== Task to complete ==
Below are some records; return all of them exactly as they are.

(Excerpts from a dataset)
▼▼▼

PR #3164, opened 2024-03-07
CASSANDRA-19460 towards uuid_sstable_identifiers_enabled: true in -latest.yaml

smiklosovic:
 
```

```

### DIFF
--- a/src/java/org/apache/cassandra/db/Directories.java
+++ b/src/java/org/apache/cassandra/db/Directories.java
@@ -35,6 +35,7 @@ import java.util.LinkedHashSet;
 import java.util.List;
 import java.util.Map;
 import java.util.Objects;
+import java.util.Optional;
 import java.util.Set;
 import java.util.Spliterator;
 import java.util.concurrent.ThreadLocalRandom;
@@ -646,6 +647,29 @@ public class Directories
         }
     }
 
+    /**
+     * Returns directory to write a snapshot to. If directory does not exist, then it is NOT created.
+     *
+     * If given {@code location} indicates secondary index, this will return
+     * {@code <cf dir>/snapshots/<snapshot name>/.<index name>}.
+     * Otherwise, this will return {@code <cf dir>/snapshots/<snapshot name>}.
+     *
+     * @param location base directory
+     * @param snapshotName snapshot name
+     * @return directory to write a snapshot
+     */
+    public static Optional<File> getSnapshotDirectoryIfExists(File location, String snapshotName)
+    {
+        if (isSecondaryIndexFolder(location))
+        {
+            return get(location.parent(), SNAPSHOT_SUBDIR, snapshotName, location.name());
+        }
+        else
+        {
+            return get(location, SNAPSHOT_SUBDIR, snapshotName);
+        }
+    }
+
     public File getSnapshotManifestFile(String snapshotName)
     {
         File snapshotDir = getSnapshotDirectory(getDirectoryForNewSSTables(), snapshotName);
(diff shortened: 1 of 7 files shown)


test/conf/latest_diff.yaml
```diff
@@ -59,3 +59,5 @@ default_secondary_index: sai
 default_secondary_index_enabled: true
 
 storage_compatibility_mode: NONE
+
+uuid_sstable_identifiers_enabled: true
```
blambov: InstanceConfig.java also needs to be changed to add this for in-jvm dtests.

smiklosovic: @blambov yeah it already is, in the very first commit.

src/java/org/apache/cassandra/db/Directories.java
```diff
@@ -635,14 +636,25 @@ public static File getSnapshotDirectory(Descriptor desc, String snapshotName)
      * @return directory to write snapshot
      */
     public static File getSnapshotDirectory(File location, String snapshotName)
+    {
+        return getSnapshotDirectory(location, snapshotName, true).get();
+    }
+
+    private static Optional<File> getSnapshotDirectory(File location, String snapshotName, boolean create)
```
blambov: Using an extra boolean parameter looks a bit forced and would be very easy to miss. How about leaving the existing methods as they were and adding a new method for the uses where the `create` flag would not be set? Called e.g. `getXXXDirectoryIfPresent`? Actually,  renaming the existing methods to `getOrCreate...` would be even better, but I don't know how much change that would entail.

blambov (approved):

src/java/org/apache/cassandra/db/Directories.java
```diff
@@ -685,6 +719,28 @@ public static File getBackupsDirectory(File location)
...
+     * Returns directory to write a backup to. If directory does not exist, then it is NOT created.
+     *
+     * If given {@code location} indicates secondary index, this will return
+     * {@code <cf dir>/backups/.<index name>}.
+     * Otherwise, this will return {@code <cf dir>/backups/}.
+     *
+     * @param location base directory
+     * @return directory to write a backup
+     */
+    public static Optional<File> getBackupsDirectoryIfExists(File location)
```
jacek-lewandowski, line 732: I know it is probably unrelated or too late but I don't really like the fact that the table's directory structure leaks outside the `Descriptor` class.

src/java/org/apache/cassandra/db/Directories.java
```diff
@@ -1326,6 +1386,12 @@ else if (!dir.tryCreateDirectories() && !(dir.exists() && dir.isDirectory()))
         return dir;
     }
 
+    public static Optional<File> get(File base, String... subdirs)
+    {
+        File dir = subdirs == null || subdirs.length == 0 ? base : new File(base, join(subdirs));
```
jacek-lewandowski, line 1391: shouldn't `null` be an assertion error there?

src/java/org/apache/cassandra/db/Directories.java
```diff
@@ -673,6 +697,16 @@ public static File getBackupsDirectory(Descriptor desc)
...
+     * Returns directory to write a backup to. If directory does not exist, then one is created.
+     *
+     * If given {@code location} indicates secondary index, this will return
+     * {@code <cf dir>/backups/.<index name>}.
+     * Otherwise, this will return {@code <cf dir>/backups/}.
+     *
+     * @param location base directory
+     * @return directory to write a backup
+     */
     public static File getBackupsDirectory(File location)
```
jacek-lewandowski, line 710: Actually, the method name should be changed, it is misleading

jacek-lewandowski (approved):

src/java/org/apache/cassandra/db/Directories.java
smiklosovic: we already talked about this with @blambov , we know it is, but it is too late to do anything about that because it is public and god knows how people use this so we on purpose left it as it was

src/java/org/apache/cassandra/db/Directories.java
smiklosovic: i just took this from getOrCreate()

src/java/org/apache/cassandra/db/Directories.java
smiklosovic: my original patch which i dont have anymore was renaming it but we reverted it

▲▲▲

== Output of the exercise ==
PR #3164, opened 2024-03-07
CASSANDRA-19460 towards uuid_sstable_identifiers_enabled: true in -latest.yaml

smiklosovic:
 
```

```

### DIFF
--- a/src/java/org/apache/cassandra/db/Directories.java
+++ b/src/java/org/apache/cassandra/db/Directories.java
@@ -35,6 +35,7 @@ import java.util.LinkedHashSet;
 import java.util.List;
 import java.util.Map;
 import java.util.Objects;
+import java.util.Optional;
 import java.util.Set;
 import java.util.Spliterator;
 import java.util.concurrent.ThreadLocalRandom;
@@ -646,6 +647,29 @@ public class Directories
         }
     }
 
+    /**
+     * Returns directory to write a snapshot to. If directory does not exist, then it is NOT created.
+     *
+     * If given {@code location} indicates secondary index, this will return
+     * {@code <cf dir>/snapshots/<snapshot name>/.<index name>}.
+     * Otherwise, this will return {@code <cf dir>/snapshots/<snapshot name>}.
+     *
+     * @param location base directory
+     * @param snapshotName snapshot name
+     * @return directory to write a snapshot
+     */
+    public static Optional<File> getSnapshotDirectoryIfExists(File location, String snapshotName)
+    {
+        if (isSecondaryIndexFolder(location))
+        {
+            return get(location.parent(), SNAPSHOT_SUBDIR, snapshotName, location.name());
+        }
+        else
+        {
+            return get(location, SNAPSHOT_SUBDIR, snapshotName);
+        }
+    }
+
     public File getSnapshotManifestFile(String snapshotName)
     {
         File snapshotDir = getSnapshotDirectory(getDirectoryForNewSSTables(), snapshotName);
(diff shortened: 1 of 7 files shown)


test/conf/latest_diff.yaml
```diff
@@ -59,3 +59,5 @@ default_secondary_index: sai
 default_secondary_index_enabled: true
 
 storage_compatibility_mode: NONE
+
+uuid_sstable_identifiers_enabled: true
```
blambov: InstanceConfig.java also needs to be changed to add this for in-jvm dtests.

smiklosovic: @blambov yeah it already is, in the very first commit.

src/java/org/apache/cassandra/db/Directories.java
```diff
@@ -635,14 +636,25 @@ public static File getSnapshotDirectory(Descriptor desc, String snapshotName)
      * @return directory to write snapshot
      */
     public static File getSnapshotDirectory(File location, String snapshotName)
+    {
+        return getSnapshotDirectory(location, snapshotName, true).get();
+    }
+
+    private static Optional<File> getSnapshotDirectory(File location, String snapshotName, boolean create)
```
blambov: Using an extra boolean parameter looks a bit forced and would be very easy to miss. How about leaving the existing methods as they were and adding a new method for the uses where the `create` flag would not be set? Called e.g. `getXXXDirectoryIfPresent`? Actually,  renaming the existing methods to `getOrCreate...` would be even better, but I don't know how much change that would entail.

blambov (approved):

src/java/org/apache/cassandra/db/Directories.java
```diff
@@ -685,6 +719,28 @@ public static File getBackupsDirectory(File location)
...
+     * Returns directory to write a backup to. If directory does not exist, then it is NOT created.
+     *
+     * If given {@code location} indicates secondary index, this will return
+     * {@code <cf dir>/backups/.<index name>}.
+     * Otherwise, this will return {@code <cf dir>/backups/}.
+     *
+     * @param location base directory
+     * @return directory to write a backup
+     */
+    public static Optional<File> getBackupsDirectoryIfExists(File location)
```
jacek-lewandowski, line 732: I know it is probably unrelated or too late but I don't really like the fact that the table's directory structure leaks outside the `Descriptor` class.

src/java/org/apache/cassandra/db/Directories.java
```diff
@@ -1326,6 +1386,12 @@ else if (!dir.tryCreateDirectories() && !(dir.exists() && dir.isDirectory()))
         return dir;
     }
 
+    public static Optional<File> get(File base, String... subdirs)
+    {
+        File dir = subdirs == null || subdirs.length == 0 ? base : new File(base, join(subdirs));
```
jacek-lewandowski, line 1391: shouldn't `null` be an assertion error there?

src/java/org/apache/cassandra/db/Directories.java
```diff
@@ -673,6 +697,16 @@ public static File getBackupsDirectory(Descriptor desc)
...
+     * Returns directory to write a backup to. If directory does not exist, then one is created.
+     *
+     * If given {@code location} indicates secondary index, this will return
+     * {@code <cf dir>/backups/.<index name>}.
+     * Otherwise, this will return {@code <cf dir>/backups/}.
+     *
+     * @param location base directory
+     * @return directory to write a backup
+     */
     public static File getBackupsDirectory(File location)
```
jacek-lewandowski, line 710: Actually, the method name should be changed, it is misleading

jacek-lewandowski (approved):

src/java/org/apache/cassandra/db/Directories.java
smiklosovic: we already talked about this with @blambov , we know it is, but it is too late to do anything about that because it is public and god knows how people use this so we on purpose left it as it was

src/java/org/apache/cassandra/db/Directories.java
smiklosovic: i just took this from getOrCreate()

src/java/org/apache/cassandra/db/Directories.java
smiklosovic: my original patch which i dont have anymore was renaming it but we reverted it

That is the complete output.